Like the MariaDB 5.1 series of releases, each release in the MariaDB 5.5 series is tied to the equivalent version of MySQL. The MariaDB team’s experience with this is what directly led to our follow up series being renumbered to 10.0. For example, after the MariaDB 5.5.28 release in Oct 2012, a serious buffer overflow bug (CVE-2012-5611) was discovered. We came up with a fix right away, but we couldn’t release a 5.5.29 version until MySQL did. We felt this bug was serious enough to warrant fixing it right away so in Nov 2012 we released MariaDB 5.5.28a just to fix this bug.

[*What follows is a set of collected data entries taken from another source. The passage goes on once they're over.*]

PR #3550, opened 2025-06-24
fix: rendered the target link for the update bety documentation

harshagr70:
fixes - https://github.com/PecanProject/PecanProject.github.io/issues/110
The new target link is now set to open the page to the introduction sub bar directly , fixing the issue of page not found .


infotroph (approved):

harshagr70:
@infotroph Thanks for the approval !! 😄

We also had to deal with issues where if Ubuntu or Debian were extra fast with updating their repositories to the latest MySQL 5.1 or MySQL 5.5 versions, it would cause problems with our MariaDB 5.1 and 5.5 repositories because the version number of their mysql-common
and libmysqlclient
packages would be higher than ours. This kept us on our toes to try and make sure we got our 5.1 and 5.5 releases out as quickly as possible, but also meant we had to document workarounds to make sure you didn’t accidentally mess up your MariaDB installation when doing a simple apt-get upgrade
.
Since moving MariaDB’s version numbering to 10.x, things have been much better. We can publish critical updates whenever they are needed without waiting on third parties or resorting to weird non-standard version numbers, and the MariaDB repositories don’t clash as often with those from various upstream Linux distributions (not perfectly, but much better than it was during the 5.1 and 5.5 days).
Earlier in its lifecycle we we doing a MariaDB 5.5 release almost every month, but the pace for 5.5 releases has slowed down in recent years. As mentioned at the start of this post, there have been 50 releases of MariaDB 5.5. This is over a period of 100 months between Feb 2012 and yesterday, so we had an average of one 5.5 release every two months. Not bad.

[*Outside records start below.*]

Issue #3553, opened 2025-06-26
Refactor all query.site usage to check for site metadata in settings


harshagr70:
## Description

The PEcAn codebase currently calls the query.site function in several places to fetch site metadata (e.g., latitude and longitude) from the database. However, users now have the option to supply site metadata (such as lat/lon) directly in their settings, for example by using a flat file (currently being a part of a feature in PR #3541 )(like site_info.csv). In these cases, re-querying the database for site metadata is unnecessary. 

## Proposed Solution

- Locate all uses of query.site in the codebase.
- At each location, add a conditional check:
     If settings$run[[siteID]]$site$lat and settings$run[[siteID]]$site$lon are already present, use these values 
     directly and skip the database query. Only call query.site if the required site metadata is missing from the 
     settings.

This update will make workflows more efficient for users who provide site metadata in their settings, while maintaining backward compatibility for users who rely on the database.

So raise a glass to MariaDB 5.5 of whatever beverage you prefer to use for these sorts of things. You lasted longer than most and we’ll always remember you.
It’s the end of an era, or at least a chapter. But time marches on, and it’s fitting that on the day of MariaDB 5.5’s last release, MariaDB 10.5.3 was released as a release candidate, so the next MariaDB chapter is well in hand.